* [What you will do]
What lines of the listing include the string "nijikokun"? Show them all.

* [Data section]
----

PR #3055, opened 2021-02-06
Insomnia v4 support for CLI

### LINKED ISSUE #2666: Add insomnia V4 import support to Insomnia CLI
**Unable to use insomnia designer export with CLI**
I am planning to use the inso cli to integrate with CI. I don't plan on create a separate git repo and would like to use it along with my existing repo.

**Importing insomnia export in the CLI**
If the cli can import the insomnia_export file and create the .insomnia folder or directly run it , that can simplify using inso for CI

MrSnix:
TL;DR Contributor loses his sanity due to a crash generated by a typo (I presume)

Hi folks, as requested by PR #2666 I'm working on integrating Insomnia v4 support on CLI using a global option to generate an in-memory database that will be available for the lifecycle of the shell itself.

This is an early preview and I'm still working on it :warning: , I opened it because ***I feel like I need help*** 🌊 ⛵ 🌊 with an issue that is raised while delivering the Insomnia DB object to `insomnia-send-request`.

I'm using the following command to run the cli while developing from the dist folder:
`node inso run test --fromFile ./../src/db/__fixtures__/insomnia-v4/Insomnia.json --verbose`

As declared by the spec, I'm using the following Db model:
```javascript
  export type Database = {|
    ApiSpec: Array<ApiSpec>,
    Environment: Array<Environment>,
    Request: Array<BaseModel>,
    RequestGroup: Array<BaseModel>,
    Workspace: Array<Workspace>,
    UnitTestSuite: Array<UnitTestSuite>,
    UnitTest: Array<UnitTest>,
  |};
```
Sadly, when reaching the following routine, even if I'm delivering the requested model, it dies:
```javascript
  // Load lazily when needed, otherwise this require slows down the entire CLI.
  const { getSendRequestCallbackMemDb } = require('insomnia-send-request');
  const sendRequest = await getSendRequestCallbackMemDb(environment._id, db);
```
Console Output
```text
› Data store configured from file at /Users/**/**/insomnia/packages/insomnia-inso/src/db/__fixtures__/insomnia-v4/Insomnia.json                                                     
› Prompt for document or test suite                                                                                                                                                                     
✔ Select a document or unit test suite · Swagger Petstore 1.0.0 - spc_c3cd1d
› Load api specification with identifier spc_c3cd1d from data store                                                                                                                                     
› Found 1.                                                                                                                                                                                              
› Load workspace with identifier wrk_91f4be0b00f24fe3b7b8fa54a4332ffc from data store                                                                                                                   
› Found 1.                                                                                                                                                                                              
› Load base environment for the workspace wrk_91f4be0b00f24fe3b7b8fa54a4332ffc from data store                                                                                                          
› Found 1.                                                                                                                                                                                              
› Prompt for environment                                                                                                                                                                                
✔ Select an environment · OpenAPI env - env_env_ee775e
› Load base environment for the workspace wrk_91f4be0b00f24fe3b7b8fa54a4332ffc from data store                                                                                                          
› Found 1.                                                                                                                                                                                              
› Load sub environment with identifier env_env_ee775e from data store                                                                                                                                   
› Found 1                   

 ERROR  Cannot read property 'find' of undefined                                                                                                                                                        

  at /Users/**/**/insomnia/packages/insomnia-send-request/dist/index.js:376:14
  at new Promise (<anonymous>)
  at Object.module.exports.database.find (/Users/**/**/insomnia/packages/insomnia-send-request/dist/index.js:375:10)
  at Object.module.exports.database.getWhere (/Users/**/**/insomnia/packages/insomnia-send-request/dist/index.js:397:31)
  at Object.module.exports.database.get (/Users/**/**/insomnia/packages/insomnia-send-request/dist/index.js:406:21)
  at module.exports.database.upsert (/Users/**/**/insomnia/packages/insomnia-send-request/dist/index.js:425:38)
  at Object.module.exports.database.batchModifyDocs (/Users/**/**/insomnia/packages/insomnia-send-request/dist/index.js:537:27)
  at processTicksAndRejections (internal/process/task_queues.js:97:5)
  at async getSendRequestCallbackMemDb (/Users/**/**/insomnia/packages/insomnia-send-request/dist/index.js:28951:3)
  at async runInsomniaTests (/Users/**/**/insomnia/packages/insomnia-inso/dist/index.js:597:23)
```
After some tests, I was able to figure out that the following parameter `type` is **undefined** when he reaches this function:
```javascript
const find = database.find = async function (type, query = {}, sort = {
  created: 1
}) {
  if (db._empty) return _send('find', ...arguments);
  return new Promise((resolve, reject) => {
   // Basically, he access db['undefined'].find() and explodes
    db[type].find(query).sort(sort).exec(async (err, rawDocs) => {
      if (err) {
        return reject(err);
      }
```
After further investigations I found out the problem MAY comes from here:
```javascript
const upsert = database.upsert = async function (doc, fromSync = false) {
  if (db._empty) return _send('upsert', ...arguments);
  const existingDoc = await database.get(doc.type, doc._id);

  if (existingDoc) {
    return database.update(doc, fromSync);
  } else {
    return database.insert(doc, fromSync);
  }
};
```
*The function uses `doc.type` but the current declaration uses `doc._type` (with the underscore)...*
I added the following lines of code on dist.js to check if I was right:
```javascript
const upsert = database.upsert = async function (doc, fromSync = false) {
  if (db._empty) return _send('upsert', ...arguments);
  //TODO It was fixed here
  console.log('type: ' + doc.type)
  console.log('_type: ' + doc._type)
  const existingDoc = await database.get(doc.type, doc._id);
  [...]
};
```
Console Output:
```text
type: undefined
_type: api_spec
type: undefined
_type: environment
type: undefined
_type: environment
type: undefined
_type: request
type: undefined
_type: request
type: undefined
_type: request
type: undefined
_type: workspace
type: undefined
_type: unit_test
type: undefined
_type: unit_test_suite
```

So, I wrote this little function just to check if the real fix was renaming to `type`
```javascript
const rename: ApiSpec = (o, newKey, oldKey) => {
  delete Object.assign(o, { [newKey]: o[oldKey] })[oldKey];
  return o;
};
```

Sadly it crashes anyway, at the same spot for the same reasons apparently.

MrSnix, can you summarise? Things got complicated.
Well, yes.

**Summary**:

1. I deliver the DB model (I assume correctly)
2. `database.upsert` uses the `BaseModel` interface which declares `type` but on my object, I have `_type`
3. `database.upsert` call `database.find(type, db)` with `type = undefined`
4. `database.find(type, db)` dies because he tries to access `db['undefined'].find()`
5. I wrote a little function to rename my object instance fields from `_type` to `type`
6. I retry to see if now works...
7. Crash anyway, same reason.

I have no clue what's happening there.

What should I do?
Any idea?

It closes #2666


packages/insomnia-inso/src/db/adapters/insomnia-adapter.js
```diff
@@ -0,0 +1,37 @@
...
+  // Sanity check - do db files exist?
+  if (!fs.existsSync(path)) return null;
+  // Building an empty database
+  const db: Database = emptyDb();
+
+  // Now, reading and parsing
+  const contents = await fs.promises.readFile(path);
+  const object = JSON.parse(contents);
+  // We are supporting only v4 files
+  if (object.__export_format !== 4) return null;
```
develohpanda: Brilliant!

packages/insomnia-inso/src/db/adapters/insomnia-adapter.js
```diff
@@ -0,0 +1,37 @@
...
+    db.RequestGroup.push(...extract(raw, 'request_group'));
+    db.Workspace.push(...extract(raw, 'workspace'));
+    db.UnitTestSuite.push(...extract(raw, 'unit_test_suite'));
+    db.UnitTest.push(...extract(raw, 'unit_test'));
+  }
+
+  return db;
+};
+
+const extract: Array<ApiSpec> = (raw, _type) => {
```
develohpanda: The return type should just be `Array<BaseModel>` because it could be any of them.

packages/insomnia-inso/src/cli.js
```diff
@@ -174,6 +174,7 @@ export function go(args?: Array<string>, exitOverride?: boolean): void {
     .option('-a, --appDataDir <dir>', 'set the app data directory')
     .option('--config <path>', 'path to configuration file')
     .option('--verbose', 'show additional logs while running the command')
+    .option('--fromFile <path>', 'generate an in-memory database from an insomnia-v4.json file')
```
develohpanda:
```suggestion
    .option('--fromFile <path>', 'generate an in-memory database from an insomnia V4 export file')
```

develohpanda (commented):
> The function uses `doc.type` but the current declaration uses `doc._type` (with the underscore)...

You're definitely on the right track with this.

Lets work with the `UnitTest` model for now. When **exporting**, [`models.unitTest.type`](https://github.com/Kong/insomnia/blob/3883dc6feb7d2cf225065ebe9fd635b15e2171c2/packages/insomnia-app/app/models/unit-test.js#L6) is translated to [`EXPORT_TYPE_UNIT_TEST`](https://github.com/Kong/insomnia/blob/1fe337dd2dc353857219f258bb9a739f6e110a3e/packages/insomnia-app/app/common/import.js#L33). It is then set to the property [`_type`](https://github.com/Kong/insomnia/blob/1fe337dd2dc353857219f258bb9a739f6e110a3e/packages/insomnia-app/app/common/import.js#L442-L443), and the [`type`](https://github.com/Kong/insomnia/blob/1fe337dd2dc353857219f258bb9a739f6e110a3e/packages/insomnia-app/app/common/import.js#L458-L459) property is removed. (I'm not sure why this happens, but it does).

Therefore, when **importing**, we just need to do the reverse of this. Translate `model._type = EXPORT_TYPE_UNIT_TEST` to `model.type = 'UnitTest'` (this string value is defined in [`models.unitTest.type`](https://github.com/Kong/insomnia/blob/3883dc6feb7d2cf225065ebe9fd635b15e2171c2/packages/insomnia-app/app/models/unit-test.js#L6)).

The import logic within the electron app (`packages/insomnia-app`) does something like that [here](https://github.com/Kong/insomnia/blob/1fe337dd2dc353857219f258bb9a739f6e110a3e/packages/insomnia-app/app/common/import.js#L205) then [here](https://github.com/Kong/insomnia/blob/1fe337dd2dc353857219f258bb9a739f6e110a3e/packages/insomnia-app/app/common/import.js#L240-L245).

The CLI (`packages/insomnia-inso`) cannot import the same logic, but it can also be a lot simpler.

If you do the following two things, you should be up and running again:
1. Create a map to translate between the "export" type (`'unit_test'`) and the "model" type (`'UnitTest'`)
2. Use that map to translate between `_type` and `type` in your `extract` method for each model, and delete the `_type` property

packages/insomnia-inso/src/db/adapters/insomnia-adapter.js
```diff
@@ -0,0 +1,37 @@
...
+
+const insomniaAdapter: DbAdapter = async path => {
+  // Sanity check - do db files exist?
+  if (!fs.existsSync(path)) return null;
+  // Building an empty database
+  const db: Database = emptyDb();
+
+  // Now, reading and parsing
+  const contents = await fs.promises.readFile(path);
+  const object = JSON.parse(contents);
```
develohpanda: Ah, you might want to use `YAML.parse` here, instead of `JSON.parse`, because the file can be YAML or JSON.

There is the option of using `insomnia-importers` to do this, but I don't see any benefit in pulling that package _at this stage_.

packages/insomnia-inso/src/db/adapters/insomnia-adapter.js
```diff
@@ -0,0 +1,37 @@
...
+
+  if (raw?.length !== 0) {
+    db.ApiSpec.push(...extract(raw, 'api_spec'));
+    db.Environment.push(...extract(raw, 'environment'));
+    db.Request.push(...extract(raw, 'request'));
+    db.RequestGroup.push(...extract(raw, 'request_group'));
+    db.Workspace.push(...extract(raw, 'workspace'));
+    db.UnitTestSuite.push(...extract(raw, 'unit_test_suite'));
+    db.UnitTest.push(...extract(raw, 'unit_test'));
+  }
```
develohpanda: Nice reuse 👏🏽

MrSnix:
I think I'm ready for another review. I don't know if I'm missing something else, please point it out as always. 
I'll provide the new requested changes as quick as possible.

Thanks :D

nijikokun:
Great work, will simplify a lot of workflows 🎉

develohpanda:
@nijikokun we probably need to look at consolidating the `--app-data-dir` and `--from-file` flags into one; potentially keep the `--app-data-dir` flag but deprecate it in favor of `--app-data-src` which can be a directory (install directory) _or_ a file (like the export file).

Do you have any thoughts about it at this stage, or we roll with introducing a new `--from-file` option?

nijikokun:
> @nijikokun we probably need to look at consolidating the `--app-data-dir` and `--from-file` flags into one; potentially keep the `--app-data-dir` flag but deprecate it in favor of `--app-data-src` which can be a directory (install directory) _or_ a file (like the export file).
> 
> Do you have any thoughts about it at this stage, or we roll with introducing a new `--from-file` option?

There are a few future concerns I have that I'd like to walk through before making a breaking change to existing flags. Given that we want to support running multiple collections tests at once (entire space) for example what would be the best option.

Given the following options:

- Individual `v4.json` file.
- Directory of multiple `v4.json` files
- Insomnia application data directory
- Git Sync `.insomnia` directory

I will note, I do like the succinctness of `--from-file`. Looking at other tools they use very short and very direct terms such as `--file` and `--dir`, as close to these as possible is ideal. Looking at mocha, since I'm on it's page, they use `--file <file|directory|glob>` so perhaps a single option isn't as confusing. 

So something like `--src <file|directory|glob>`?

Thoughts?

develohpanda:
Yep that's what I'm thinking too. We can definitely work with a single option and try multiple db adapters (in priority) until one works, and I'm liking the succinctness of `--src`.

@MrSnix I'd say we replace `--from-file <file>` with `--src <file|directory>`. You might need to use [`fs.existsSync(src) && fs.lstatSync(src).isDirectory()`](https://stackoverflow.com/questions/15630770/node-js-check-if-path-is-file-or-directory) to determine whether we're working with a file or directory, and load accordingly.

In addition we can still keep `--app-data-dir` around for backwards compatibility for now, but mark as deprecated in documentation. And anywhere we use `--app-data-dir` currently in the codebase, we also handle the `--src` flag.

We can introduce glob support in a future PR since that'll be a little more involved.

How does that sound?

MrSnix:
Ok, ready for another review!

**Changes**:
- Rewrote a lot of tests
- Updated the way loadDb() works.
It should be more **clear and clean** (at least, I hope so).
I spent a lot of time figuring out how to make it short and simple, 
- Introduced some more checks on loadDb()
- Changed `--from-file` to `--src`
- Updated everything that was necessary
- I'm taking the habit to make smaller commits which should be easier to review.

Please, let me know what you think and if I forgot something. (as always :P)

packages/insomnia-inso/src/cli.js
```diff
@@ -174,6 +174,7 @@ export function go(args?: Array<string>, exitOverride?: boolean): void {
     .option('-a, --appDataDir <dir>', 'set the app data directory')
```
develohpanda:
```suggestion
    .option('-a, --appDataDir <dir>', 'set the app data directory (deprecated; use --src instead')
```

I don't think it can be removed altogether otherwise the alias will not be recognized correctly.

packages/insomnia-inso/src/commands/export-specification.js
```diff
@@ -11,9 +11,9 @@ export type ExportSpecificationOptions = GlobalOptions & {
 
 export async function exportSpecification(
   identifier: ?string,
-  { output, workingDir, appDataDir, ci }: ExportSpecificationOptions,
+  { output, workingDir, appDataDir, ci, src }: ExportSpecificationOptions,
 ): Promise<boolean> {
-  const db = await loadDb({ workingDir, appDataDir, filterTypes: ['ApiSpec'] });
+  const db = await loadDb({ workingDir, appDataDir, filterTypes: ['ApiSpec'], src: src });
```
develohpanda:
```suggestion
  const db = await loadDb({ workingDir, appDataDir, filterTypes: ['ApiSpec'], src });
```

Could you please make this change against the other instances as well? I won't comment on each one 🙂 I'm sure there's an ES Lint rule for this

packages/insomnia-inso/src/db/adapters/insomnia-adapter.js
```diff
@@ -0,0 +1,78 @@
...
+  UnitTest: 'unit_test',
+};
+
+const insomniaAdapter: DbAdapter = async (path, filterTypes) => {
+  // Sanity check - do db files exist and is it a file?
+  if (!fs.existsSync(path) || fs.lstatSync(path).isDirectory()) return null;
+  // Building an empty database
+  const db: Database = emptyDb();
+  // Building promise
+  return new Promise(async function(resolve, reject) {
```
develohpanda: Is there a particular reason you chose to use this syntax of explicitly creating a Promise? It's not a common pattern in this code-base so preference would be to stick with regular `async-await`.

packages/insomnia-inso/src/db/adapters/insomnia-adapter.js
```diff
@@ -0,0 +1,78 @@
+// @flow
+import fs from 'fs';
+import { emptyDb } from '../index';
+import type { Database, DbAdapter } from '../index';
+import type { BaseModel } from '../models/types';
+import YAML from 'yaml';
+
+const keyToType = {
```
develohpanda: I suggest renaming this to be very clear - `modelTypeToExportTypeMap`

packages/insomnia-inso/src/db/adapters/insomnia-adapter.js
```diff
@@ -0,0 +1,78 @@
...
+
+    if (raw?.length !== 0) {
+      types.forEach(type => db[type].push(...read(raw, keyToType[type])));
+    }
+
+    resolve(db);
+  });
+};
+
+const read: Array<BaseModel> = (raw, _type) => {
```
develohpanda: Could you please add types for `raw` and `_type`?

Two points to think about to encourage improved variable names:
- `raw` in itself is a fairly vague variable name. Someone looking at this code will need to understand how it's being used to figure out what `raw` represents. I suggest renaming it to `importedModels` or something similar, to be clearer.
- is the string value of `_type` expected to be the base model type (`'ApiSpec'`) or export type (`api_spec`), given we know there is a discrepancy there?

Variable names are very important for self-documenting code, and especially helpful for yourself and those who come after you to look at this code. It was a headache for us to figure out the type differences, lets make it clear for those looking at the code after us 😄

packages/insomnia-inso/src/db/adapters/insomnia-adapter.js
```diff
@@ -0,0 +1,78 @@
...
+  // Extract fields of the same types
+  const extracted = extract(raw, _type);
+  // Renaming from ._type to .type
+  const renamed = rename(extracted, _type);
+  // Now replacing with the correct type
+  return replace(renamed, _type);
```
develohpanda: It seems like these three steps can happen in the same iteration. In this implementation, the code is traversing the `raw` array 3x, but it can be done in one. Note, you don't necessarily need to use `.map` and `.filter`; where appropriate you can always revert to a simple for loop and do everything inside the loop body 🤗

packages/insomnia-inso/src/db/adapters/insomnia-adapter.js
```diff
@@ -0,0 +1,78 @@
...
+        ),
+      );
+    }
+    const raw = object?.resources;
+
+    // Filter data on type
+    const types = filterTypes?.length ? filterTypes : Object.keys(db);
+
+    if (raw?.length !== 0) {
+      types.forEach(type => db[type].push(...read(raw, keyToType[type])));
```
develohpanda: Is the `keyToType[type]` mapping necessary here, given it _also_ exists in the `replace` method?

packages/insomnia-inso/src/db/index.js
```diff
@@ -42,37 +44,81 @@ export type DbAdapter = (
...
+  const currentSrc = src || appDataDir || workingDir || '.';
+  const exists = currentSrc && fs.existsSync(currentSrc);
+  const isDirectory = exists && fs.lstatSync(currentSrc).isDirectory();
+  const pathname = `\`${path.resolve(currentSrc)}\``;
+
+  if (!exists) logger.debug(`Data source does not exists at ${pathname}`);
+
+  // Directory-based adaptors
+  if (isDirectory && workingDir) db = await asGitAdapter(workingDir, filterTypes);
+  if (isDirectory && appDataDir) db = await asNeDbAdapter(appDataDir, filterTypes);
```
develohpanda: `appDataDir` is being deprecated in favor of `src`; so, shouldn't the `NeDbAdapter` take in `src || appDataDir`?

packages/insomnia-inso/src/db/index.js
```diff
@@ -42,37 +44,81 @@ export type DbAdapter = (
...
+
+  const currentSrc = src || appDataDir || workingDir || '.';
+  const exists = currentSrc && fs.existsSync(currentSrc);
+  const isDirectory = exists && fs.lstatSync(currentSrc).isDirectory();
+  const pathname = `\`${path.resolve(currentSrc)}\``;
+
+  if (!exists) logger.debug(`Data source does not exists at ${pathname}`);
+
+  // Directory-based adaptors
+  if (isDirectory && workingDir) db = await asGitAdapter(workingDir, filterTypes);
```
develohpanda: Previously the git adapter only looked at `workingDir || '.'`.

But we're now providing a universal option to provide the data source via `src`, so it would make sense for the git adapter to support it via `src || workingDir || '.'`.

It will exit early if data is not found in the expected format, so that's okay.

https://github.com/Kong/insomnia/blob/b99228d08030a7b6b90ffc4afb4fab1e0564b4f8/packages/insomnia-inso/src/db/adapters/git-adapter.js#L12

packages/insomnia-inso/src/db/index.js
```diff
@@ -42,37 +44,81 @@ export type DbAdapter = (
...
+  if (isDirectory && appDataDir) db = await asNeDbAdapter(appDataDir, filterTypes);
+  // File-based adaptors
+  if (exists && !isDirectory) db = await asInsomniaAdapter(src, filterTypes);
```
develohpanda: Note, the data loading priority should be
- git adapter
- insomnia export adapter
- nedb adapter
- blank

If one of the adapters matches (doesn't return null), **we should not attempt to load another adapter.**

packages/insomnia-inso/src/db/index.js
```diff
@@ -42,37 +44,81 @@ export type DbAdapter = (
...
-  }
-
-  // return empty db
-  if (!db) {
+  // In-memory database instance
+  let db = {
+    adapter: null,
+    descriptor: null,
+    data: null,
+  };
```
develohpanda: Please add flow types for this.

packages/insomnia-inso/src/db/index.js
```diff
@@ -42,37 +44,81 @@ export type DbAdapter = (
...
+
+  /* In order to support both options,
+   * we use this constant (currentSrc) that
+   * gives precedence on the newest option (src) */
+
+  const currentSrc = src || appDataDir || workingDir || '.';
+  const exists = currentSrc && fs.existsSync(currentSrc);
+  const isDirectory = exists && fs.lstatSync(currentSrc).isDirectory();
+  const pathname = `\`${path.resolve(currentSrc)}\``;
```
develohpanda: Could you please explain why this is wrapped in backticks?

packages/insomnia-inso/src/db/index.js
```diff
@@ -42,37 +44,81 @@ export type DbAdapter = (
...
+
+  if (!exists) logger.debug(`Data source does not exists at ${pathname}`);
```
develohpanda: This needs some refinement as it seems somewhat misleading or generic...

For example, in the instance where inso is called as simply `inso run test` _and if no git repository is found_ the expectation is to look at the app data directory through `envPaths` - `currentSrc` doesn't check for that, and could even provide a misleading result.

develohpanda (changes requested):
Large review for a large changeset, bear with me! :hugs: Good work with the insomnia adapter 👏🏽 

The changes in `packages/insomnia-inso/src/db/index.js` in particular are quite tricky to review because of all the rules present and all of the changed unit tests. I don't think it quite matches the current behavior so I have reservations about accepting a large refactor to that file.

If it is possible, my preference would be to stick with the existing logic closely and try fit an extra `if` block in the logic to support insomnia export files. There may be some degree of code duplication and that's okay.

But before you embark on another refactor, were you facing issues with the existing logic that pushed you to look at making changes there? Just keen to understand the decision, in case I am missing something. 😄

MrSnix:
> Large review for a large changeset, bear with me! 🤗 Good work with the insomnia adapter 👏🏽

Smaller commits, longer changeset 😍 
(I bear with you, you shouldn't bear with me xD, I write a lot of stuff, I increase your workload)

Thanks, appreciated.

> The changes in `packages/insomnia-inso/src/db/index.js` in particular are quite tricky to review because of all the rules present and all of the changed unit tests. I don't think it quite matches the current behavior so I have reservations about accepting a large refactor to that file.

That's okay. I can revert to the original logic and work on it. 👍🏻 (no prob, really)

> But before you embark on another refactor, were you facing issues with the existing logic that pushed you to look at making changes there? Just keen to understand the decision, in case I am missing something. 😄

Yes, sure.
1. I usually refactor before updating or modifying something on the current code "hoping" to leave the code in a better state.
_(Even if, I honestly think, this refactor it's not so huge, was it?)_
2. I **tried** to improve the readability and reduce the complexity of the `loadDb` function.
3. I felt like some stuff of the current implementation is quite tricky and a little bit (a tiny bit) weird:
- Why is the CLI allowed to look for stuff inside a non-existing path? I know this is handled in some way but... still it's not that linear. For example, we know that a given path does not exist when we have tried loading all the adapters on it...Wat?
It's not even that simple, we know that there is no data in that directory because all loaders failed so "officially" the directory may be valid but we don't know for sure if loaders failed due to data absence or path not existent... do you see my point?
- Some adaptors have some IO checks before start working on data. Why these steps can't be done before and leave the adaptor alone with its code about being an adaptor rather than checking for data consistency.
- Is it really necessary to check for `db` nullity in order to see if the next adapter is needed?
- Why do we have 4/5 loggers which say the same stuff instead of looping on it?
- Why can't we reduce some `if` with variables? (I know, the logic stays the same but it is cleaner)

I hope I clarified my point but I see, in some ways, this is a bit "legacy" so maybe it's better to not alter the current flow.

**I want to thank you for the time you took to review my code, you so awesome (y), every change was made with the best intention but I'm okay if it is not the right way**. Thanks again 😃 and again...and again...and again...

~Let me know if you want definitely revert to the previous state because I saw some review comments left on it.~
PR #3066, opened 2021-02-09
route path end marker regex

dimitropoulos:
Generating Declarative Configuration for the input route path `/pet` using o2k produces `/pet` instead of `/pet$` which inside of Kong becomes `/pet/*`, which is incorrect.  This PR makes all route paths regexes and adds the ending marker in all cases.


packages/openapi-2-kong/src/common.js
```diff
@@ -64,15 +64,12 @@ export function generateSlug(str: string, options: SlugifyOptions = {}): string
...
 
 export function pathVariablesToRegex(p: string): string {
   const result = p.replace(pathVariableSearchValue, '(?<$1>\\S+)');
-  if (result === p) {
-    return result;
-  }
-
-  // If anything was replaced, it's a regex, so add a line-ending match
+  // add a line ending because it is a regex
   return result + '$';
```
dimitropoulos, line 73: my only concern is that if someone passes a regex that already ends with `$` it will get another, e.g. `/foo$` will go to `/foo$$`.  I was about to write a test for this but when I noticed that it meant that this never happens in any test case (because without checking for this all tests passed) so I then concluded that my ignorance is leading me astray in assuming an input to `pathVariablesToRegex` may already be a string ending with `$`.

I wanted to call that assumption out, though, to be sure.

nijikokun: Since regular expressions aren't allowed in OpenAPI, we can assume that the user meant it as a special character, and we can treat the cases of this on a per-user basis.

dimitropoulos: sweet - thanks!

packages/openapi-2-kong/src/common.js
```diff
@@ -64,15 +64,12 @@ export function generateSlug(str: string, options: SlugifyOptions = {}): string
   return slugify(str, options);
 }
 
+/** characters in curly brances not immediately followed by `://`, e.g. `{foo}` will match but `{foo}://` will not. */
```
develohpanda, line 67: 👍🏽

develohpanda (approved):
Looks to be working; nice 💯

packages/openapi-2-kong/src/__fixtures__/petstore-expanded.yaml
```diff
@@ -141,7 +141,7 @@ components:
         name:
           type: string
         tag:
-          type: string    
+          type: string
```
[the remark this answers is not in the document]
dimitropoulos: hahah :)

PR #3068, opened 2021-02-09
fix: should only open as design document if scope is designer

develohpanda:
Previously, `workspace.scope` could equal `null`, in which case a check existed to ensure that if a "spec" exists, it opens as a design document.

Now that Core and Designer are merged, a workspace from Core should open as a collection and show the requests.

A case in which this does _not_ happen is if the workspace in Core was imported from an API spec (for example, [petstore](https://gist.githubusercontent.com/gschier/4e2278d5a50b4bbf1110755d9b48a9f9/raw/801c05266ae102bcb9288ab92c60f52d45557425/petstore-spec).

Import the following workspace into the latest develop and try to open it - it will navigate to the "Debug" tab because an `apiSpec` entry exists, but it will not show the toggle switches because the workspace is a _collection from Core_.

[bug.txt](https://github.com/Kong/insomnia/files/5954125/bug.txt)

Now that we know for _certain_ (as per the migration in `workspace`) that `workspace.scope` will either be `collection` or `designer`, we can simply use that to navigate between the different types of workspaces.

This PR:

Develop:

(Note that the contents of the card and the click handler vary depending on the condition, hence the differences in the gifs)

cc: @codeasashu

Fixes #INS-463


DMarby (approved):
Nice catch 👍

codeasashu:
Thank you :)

----

* [Response for this exercise]
nijikokun:
@nijikokun we probably need to look at consolidating the `--app-data-dir` and `--from-file` flags into one; potentially keep the `--app-data-dir` flag but deprecate it in favor of `--app-data-src` which can be a directory (install directory) _or_ a file (like the export file).
nijikokun:
> @nijikokun we probably need to look at consolidating the `--app-data-dir` and `--from-file` flags into one; potentially keep the `--app-data-dir` flag but deprecate it in favor of `--app-data-src` which can be a directory (install directory) _or_ a file (like the export file).
nijikokun: Since regular expressions aren't allowed in OpenAPI, we can assume that the user meant it as a special character, and we can treat the cases of this on a per-user basis.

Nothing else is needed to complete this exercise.